I let my imagination play with the science that I can grasp, and go ahead and create new hypotheses (coming from the social sciences, I like to think of them as theories) as I go. I understand that this may leave my ideas to be lambasted and labeled as pseudo-science, and that’s fine—it doesn’t mean their existence has less relevance for me anyways. Besides, I like to think that in my arsenal I have a shield and its name is Feyerabend, not to mention the larger philosophical tradition standing behind me and at times—when it’s honest—against science. Early Einstein was a pseudo-scientist, and it was only social acceptance of his ideas that allowed them to be considered and later tested and proved to have “scientific validity” by the “scientific community.”
What an impossible trek it would be for me to take the years of advanced science and physics classes and learn their method to be considered one who has the legitimacy to draw hypotheses? Further, to climb this cliff and not drop the imagination along the way as the shards and distances wear my mental muscles down into something utterly unrecognizable from the me of today. I would have gained the respect of others but have lost my self-respect.

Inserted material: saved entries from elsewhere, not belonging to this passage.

PR #1357, opened 2021-05-24
New IPAM for Globalnet v2

### LINKED ISSUE #1347: IPAM: Add support to allocate a contiguous block of IPs

vthapar:
To support new use cases for IPAM introduced by Globalnet v2,
creating a newer version of IPAM that uses a sorted treemap
for IP Pool and modifies existing Allocate/Release methods
to allow allocation/release of multiple IPs.

Fixes #1347

### DIFF
--- a/pkg/ipam/ippool.go
+++ b/pkg/ipam/ippool.go
@@ -1,0 +1,210 @@
+/*
+SPDX-License-Identifier: Apache-2.0
+
+Copyright Contributors to the Submariner project.
+
+Licensed under the Apache License, Version 2.0 (the "License");
+you may not use this file except in compliance with the License.
+You may obtain a copy of the License at
+
+    http://www.apache.org/licenses/LICENSE-2.0
+
+Unless required by applicable law or agreed to in writing, software
+distributed under the License is distributed on an "AS IS" BASIS,
+WITHOUT WARRANTIES OR CONDITIONS OF ANY KIND, either express or implied.
+See the License for the specific language governing permissions and
+limitations under the License.
+*/
+package ipam
+
+import (
+	"encoding/binary"
+	"errors"
+	"fmt"
+	"math"
+	"net"
+	"sync"
+
+	"github.com/emirpasic/gods/maps/treemap"
+)
+
+type IPPool struct {
+	cidr      string
+	net       *net.IPNet
+	size      int
+	available *treemap.Map // IntIP is the key, StringIP is value
+	sync.RWMutex
+}
+
+func NewIPPool(cidr string) (*IPPool, error) {
+	_, network, err := net.ParseCIDR(cidr)
+	if err != nil {
+		return nil, err
+	}
+
+	ones, totalbits := network.Mask.Size()
+	size := int(math.Exp2(float64(totalbits-ones))) - 2 // don't count net and broadcast
+	if size < 2 {
+		return nil, fmt.Errorf("invalid prefix for CIDR %q", cidr)
+	}
+
+	pool := &IPPool{
+		cidr:      cidr,
+		net:       network,
+		size:      size,
+		available: treemap.NewWithIntComparator(),
+	}
+	startingIP := ipToInt(pool.net.IP) + 1
+
+	for i := 0; i < pool.size; i++ {
+		intIP := startingIP + i
+		ip := intToIP(intIP).String()
+		pool.available.Put(intIP, ip)
+	}
+
+	// TODO: RecordAvailability(cidr, size)
+
+	return pool, nil
+}
+
+func ipToInt(ip net.IP) int {
+	intIP := ip
+	if len(ip) == 16 {
+		intIP = ip[12:16]
+	}
+
+	return int(binary.BigEndian.Uint32(intIP))
+}
+
+func intToIP(ip int) net.IP {
+	netIP := make(net.IP, 4)
+	binary.BigEndian.PutUint32(netIP, uint32(ip))
+
+	return netIP
+}
+
+func StringIPToInt(stringIP string) int {
+	return ipToInt(net.ParseIP(stringIP))
+}
+
+func (p *IPPool) allocate() (string, error) {
+	p.Lock()
+	defer p.Unlock()
+
+	iter := p.available.Iterator()
+	if !p.available.Empty() {
+		iter.Last()
+		ip := iter.Value().(string)
+		p.available.Remove(iter.Key())
+		// TODO: RecordAllocateGlobalIP(p.cidr)
+
+		return ip, nil
+	}
+
+	return "", errors.New("insufficient IPs available for allocation")
+}
+
+func (p *IPPool) Allocate(num int) ([]string, error) {
+	if p.available.Size() < num {
+		return nil, errors.New("insufficient IPs available for allocation")
+	}
+
+	ips := make([]string, num)
+
+	if num == 1 {
+		ip, err := p.allocate()
+		if err != nil {
+			return nil, err
+		}
+
+		ips[0] = ip
+
+		return ips, nil
+	}
+
+	intIPs := make([]int, num)
+	prev, current := 0, 0
+
+	p.Lock()
+	defer p.Unlock()
+
+	iter := p.available.Iterator()
+	for iter.Next() {
+		if current == num {
+			return p.allocateBlock(intIPs), nil
+		}
+
+		intIP := iter.Key().(int)
+		intIPs[current] = intIP
+		if current == 0 {
+			current++
+			continue
+		}
+
+		prevIntIP := intIPs[prev]
+		if prevIntIP+1 != intIP {
+			prev, current = 0, 0
+		} else {
+			prev = current
+			current++
+		}
+	}
+
+	return nil, fmt.Errorf("unable to find contiguous block of %d IPs for allocation", num)
+}
+
+func (p *IPPool) Release(ips ...string) {
+	p.Lock()
+	defer p.Unlock()
+
+	for _, ip := range ips {
+		p.available.Put(StringIPToInt(ip), ip)
+	}
+}
+
+func (p *IPPool) Reserve(ips ...string) error {
+	num := len(ips)
+	intIPs := make([]int, num)
+
+	p.Lock()
+	defer p.Unlock()
+
+	for i := 0; i < num; i++ {
+		intIPs[i] = StringIPToInt(ips[i])
+		_, found := p.available.Get(intIPs[i])
+		if !found {
+			return fmt.Errorf("requested IP %s already allocated", ips[i])
+		}
+	}
+
+	for i := 0; i < num; i++ {
+		p.available.Remove(intIPs[i])
+	}
+
+	return nil
+}
+
+func (p *IPPool) IsAvailable(ip string) bool {
+	p.RLock()
+	_, result := p.available.Get(StringIPToInt(ip))
+	p.RUnlock()
+
+	return result
+}
+
+// Make sure Lock is already taken before calling this
+func (p *IPPool) allocateBlock(intIPs []int) []string {
+	num := len(intIPs)
+	ips := make([]string, num)
+
+	for i := 0; i < num; i++ {
+		ip, _ := p.available.Get(intIPs[i])
+		ips[i] = ip.(string)
+
+		p.available.Remove(intIPs[i])
+	}
+
+	// TODO: RecordAllocateGlobalIPs(p.cidr, num)
+
+	return ips
+}
--- a/pkg/ipam/ippool.go
+++ b/pkg/ipam/ippool.go
@@ -30,9 +30,9 @@ import (
 
 type IPPool struct {
 	cidr      string
-	net       *net.IPNet
+	network   *net.IPNet
 	size      int
-	available *treemap.Map // IntIP is the key, StringIP is value
+	available *treemap.Map // int IP is the key, string IP is the value
 	sync.RWMutex
 }
 
@@ -50,11 +50,12 @@ func NewIPPool(cidr string) (*IPPool, error) {
 
 	pool := &IPPool{
 		cidr:      cidr,
-		net:       network,
+		network:   network,
 		size:      size,
 		available: treemap.NewWithIntComparator(),
 	}
-	startingIP := ipToInt(pool.net.IP) + 1
+
+	startingIP := ipToInt(pool.network.IP) + 1
 
 	for i := 0; i < pool.size; i++ {
 		intIP := startingIP + i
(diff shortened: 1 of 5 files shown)


pkg/ipam/ippool.go
```diff
@@ -0,0 +1,242 @@
...
+		net:       network,
+		size:      size,
+		available: treemap.NewWithIntComparator(),
+		allocated: make(map[string]string),
+	}
+	startingIP := ipToInt(pool.net.IP) + 1
+
+	for i := 0; i < pool.size; i++ {
+		intIP := startingIP + i
+		ip := intToIP(startingIP + i).String()
```
sridhargaddam:
```suggestion
		ip := intToIP(intIP).String()
```

pkg/ipam/ippool.go
```diff
@@ -0,0 +1,242 @@
...
+
+func (p *IPPool) GetAllocatedIP(key string) string {
+	p.RLock()
+	ip := p.allocated[key]
+	p.RUnlock()
+
+	return ip
+}
+
+func (p *IPPool) RequestIPIfAvailable(key, ip string) (string, error) {
```
sridhargaddam: We many not require this API in Globalnet 2.0, but it might be helpful for future enhancements.

pkg/ipam/ippool.go
```diff
@@ -0,0 +1,242 @@
...
+	p.Lock()
+	defer p.Unlock()
+
+	iter := p.available.Iterator()
+	for iter.Next() {
+		if current == num {
+			return p.allocateBlock(key, intIPs), nil
+		}
+
+		intIP := iter.Key().(int)
```
sridhargaddam, line 129: Can you please add some comments on the logic used for allocation.

pkg/ipam/ippool.go
```diff
@@ -0,0 +1,231 @@
...
+		if prevIntIP+1 != intIP {
+			intIPs = make([]int, num)
+			prev, current = 0, 0
+		} else {
+			prev = current
+			current++
+		}
+	}
+
+	return nil, errors.New("IPAM: unable to find contiguous block for allocation")
```
sridhargaddam:
```suggestion
	return nil, errors.New("IPAM: unable to find contiguous block of %d IPs for allocation")
```

pkg/ipam/ippool.go
```diff
@@ -0,0 +1,231 @@
...
+
+func (p *IPPool) Release(ips []string) {
+	p.Lock()
+	defer p.Unlock()
+
+	for _, ip := range ips {
+		p.available.Put(StringIPToInt(ip), ip)
+		delete(p.allocated, ip)
+	}
+	p.Unlock()
```
sridhargaddam: We are already using defer in Line 160

pkg/ipam/ippool.go
```diff
@@ -0,0 +1,231 @@
...
+}
+
+func (p *IPPool) Reserve(ips []string) error {
+	num := len(ips)
+	intIPs := make([]int, num)
+	p.Lock()
+	defer p.Unlock()
+
+	if p.available.Size() < num {
+		errors.New("IPAM: Insufficient IPs available for allocation")
```
sridhargaddam:
```suggestion
		return errors.New("IPAM: Insufficient IPs available for allocation")
```

pkg/ipam/ippool.go
```diff
@@ -0,0 +1,231 @@
...
+	for _, ip := range ips {
+		p.available.Put(StringIPToInt(ip), ip)
+		delete(p.allocated, ip)
+	}
+	p.Unlock()
+}
+
+func (p *IPPool) Reserve(ips []string) error {
+	num := len(ips)
+	intIPs := make([]int, num)
```
sridhargaddam, line 177: You can move them to Line 178

pkg/ipam/ippool.go
```diff
@@ -0,0 +1,231 @@
...
+	defer p.Unlock()
+
+	if p.available.Size() < num {
+		errors.New("IPAM: Insufficient IPs available for allocation")
+	}
+
+	for i := 0; i < num; i++ {
+		intIPs[i] = StringIPToInt(ips[i])
+		_, found := p.available.Get(intIPs[i]); if !found {
+			return errors.New(fmt.Sprintf("IPAM: Requested IP %s already allocated", ips[i]))
```
sridhargaddam: IMO, this API should use return codes (instead of plain error) so that caller will be able to distinguish between Insufficient IPs vs already allocated IPs using the error codes.

pkg/ipam/ippool_test.go
```diff
@@ -0,0 +1,525 @@
...
+
+	BeforeEach(func() {
+		var err error
+		pool, err = NewIPPool(testCidr)
+		Expect(err).NotTo(HaveOccurred())
+
+		available = pool.available.Size()
+		allocated = len(pool.allocated)
+
+		allocatedIP, err = pool.Allocate(service1)
```
sridhargaddam: pool.Allocate() takes an integer as an argument, but we are passing a string in the unit tests?

sridhargaddam (changes requested):
Thanks for the PR @vthapar. Some comments inline.

pkg/ipam/ippool.go
```diff
@@ -0,0 +1,231 @@
...
+	p.Lock()
+	defer p.Unlock()
+
+	if p.available.Size() < num {
+		errors.New("IPAM: Insufficient IPs available for allocation")
+	}
+
+	for i := 0; i < num; i++ {
+		intIPs[i] = StringIPToInt(ips[i])
+		_, found := p.available.Get(intIPs[i]); if !found {
```
tpantelis:
```suggestion
		_, found := p.available.Get(intIPs[i]); 
		if !found {
```

pkg/ipam/ippool.go
```diff
@@ -0,0 +1,231 @@
...
+	p.Unlock()
+}
+
+func (p *IPPool) Reserve(ips []string) error {
+	num := len(ips)
+	intIPs := make([]int, num)
+	p.Lock()
+	defer p.Unlock()
+
+	if p.available.Size() < num {
```
tpantelis: We really don't need this check - it will error out below.

pkg/ipam/ippool.go
tpantelis: I think insufficient IPs is basically the same as already allocated IPs. I like this returning the actual IP in the error message.

pkg/ipam/ippool.go
```diff
@@ -0,0 +1,231 @@
...
+}
+
+func intToIP(ip int) net.IP {
+	netIP := make(net.IP, 4)
+	binary.BigEndian.PutUint32(netIP, uint32(ip))
+
+	return netIP
+}
+
+func StringIPToInt(stringIP string) int {
```
tpantelis, line 87: Does this need to be exported?

pkg/ipam/ippool.go
```diff
@@ -0,0 +1,231 @@
...
+func NewIPPool(cidr string) (*IPPool, error) {
+	_, network, err := net.ParseCIDR(cidr)
+	if err != nil {
+		return nil, err
+	}
+
+	ones, totalbits := network.Mask.Size()
+	size := int(math.Exp2(float64(totalbits-ones))) - 2 // don't count net and broadcast
+	if size < 2 {
+		return nil, errors.New("invalid CIDR Prefix")
```
tpantelis:
```suggestion
		return nil, fmt.Errorf("invalid prefix for CIDR %q", cidr)
```

pkg/ipam/ippool.go
```diff
@@ -0,0 +1,231 @@
...
+
+	"github.com/emirpasic/gods/maps/treemap"
+)
+
+type IPPool struct {
+	cidr      string
+	net       *net.IPNet
+	size      int
+	available *treemap.Map    // IntIP is the key, StringIP is value
+	allocated map[string]bool // resource IPAddress is key, value is always true
```
tpantelis: I still don't think we need this.

pkg/ipam/ippool.go
```diff
@@ -0,0 +1,231 @@
...
+
+		return ip, nil
+	}
+
+	return "", errors.New("IPAM: Insufficient IPs available for allocation")
+}
+
+func (p *IPPool) Allocate(num int) ([]string, error) {
+	if p.available.Size() < num {
+		return nil, errors.New("IPAM: Insufficient IPs available for allocation")
```
tpantelis:
```suggestion
		return nil, errors.New("insufficient IPs available for allocation")
```

pkg/ipam/ippool.go
```diff
@@ -0,0 +1,231 @@
...
+		iter.Last()
+		ip := iter.Value().(string)
+		p.allocated[ip] = true
+		p.available.Remove(iter.Key())
+		// TODO: RecordAllocateGlobalIP(p.cidr)
+
+		return ip, nil
+	}
+
+	return "", errors.New("IPAM: Insufficient IPs available for allocation")
```
tpantelis:
```suggestion
	return "", errors.New("insufficient IPs available for allocation")
```

pkg/ipam/ippool.go
```diff
@@ -0,0 +1,231 @@
...
+		intIP := iter.Key().(int)
+		intIPs[current] = intIP
+		if current == 0 {
+			current++
+			continue
+		}
+
+		prevIntIP := intIPs[prev]
+		if prevIntIP+1 != intIP {
+			intIPs = make([]int, num)
```
tpantelis: We don't really need to re-allocate here since we'll overwrite all entry slots anyway since we can only return if we've allocated `num` entries.

pkg/ipam/ippool.go
tpantelis: > 

Also

```suggestion
	return nil, errors.New("unable to find contiguous block for allocation")
```

pkg/ipam/ippool.go
```diff
@@ -0,0 +1,231 @@
...
+		} else {
+			prev = current
+			current++
+		}
+	}
+
+	return nil, errors.New("IPAM: unable to find contiguous block for allocation")
+}
+
+func (p *IPPool) Release(ips []string) {
```
tpantelis:
```suggestion
func (p *IPPool) Release(ips ...string) {
```

pkg/ipam/ippool.go
```diff
@@ -0,0 +1,231 @@
...
+	defer p.Unlock()
+
+	for _, ip := range ips {
+		p.available.Put(StringIPToInt(ip), ip)
+		delete(p.allocated, ip)
+	}
+	p.Unlock()
+}
+
+func (p *IPPool) Reserve(ips []string) error {
```
tpantelis:
```suggestion
func (p *IPPool) Reserve(ips ...string) error {
```

pkg/ipam/ippool.go
tpantelis:
```suggestion
			return errors.New(fmt.Sprintf("requested IP %s already allocated", ips[i]))
```

pkg/ipam/ippool.go
```diff
@@ -0,0 +1,231 @@
...
+	for i := 0; i < num; i++ {
+		intIPs[i] = StringIPToInt(ips[i])
+		_, found := p.available.Get(intIPs[i]); if !found {
+			return errors.New(fmt.Sprintf("IPAM: Requested IP %s already allocated", ips[i]))
+		}
+	}
+
+	for i := 0; i < num; i++ {
+		p.allocated[ips[i]] = true
+		p.available.Remove(intIPs[i])
```
tpantelis, line 195: I think we can move this after L183 instead of a second loop?

pkg/ipam/ippool_test.go
```diff
@@ -0,0 +1,525 @@
...
+)
+
+func testPoolCreation() {
+	When("CIDR is missing the prefix", func() {
+		It("should fail to create the IP pool with an error", func() {
+			pool, err := NewIPPool("169.254.0.0")
+			Expect(err).To(HaveOccurred())
+			Expect(pool).To(BeNil())
+		})
+	})
```
tpantelis, line 44: Can you add newlines after each `When` block?

tpantelis (changes requested):

pkg/ipam/ippool.go
tpantelis: Actually in this case where the caller provides the IPs to reserve, if not found then it is either already allocated or is not valid for the CIDR. The caller may want to distinguish these 2 cases.

pkg/ipam/ippool.go
vthapar: Not in new ipam. In old IPAM it was being used in controller code.

pkg/ipam/ippool.go
vthapar: No. First we check if requested no. of IPs can be allocated or not. Idea is to fail if even one of the requested is not available. Unless you want to support use case of partial allocation. If we move this to after L83, we will have to add another loop for rollback of ones that were allocated.

pkg/ipam/ippool.go
```diff
@@ -0,0 +1,203 @@
...
+
+			return retIPs, nil
+		}
+	}
+
+	return nil, fmt.Errorf("unable to allocate a contiguous block of %d IPs - available pool size is %d",
+		num, p.available.Size())
+}
+
+func (p *IPPool) Release(ips ...string) {
```
vthapar: What if someone tries to release an IP which doesn't even belong to this CIDR? With available+allocated we had an implicit check. We should add a check to make sure we're not adding an IP outside of CIDR to the pool coz then it may get allocated by mistake. This can happen if consumer code is not checking change in CIDRs and cleaning old CIDR's IPs correctly.

pkg/ipam/ippool.go
tpantelis: The unit tests use it - I left it exported.

pkg/ipam/ippool.go
tpantelis: yeah I was thinking that too.

tpantelis: Done.

pkg/ipam/ippool.go
```diff
@@ -0,0 +1,209 @@
...
+		// TODO: RecordAllocateGlobalIP(p.cidr)
+
+		return []string{iter.Value().(string)}, nil
+	}
+
+	return nil, errors.New("insufficient IPs available for allocation")
+}
+
+func (p *IPPool) Allocate(num int) ([]string, error) {
+	if num < 0 {
```
vthapar: nitpick: Can't this be a switch case? Surprised linting didn't complain about it.

tpantelis (approved):

pkg/ipam/ippool.go
tpantelis: done

sridhargaddam (approved):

I generally take the science (most often physics/cosmology) and push them to the ad absurdum extremes so they form a sort of unconditional, universal totality, or cease to exist. None of the major religions have ever satisfied me and so by creating a philosophy that fuses science and imaginative theories and hypotheses gleaned from other facets of reality, I like to think that I have sort of evolved a personal religion, an existential explanation. I am not claiming that my theories will always go so far, but at times they do.
I’m sure I had more to say, but time has eroded it away.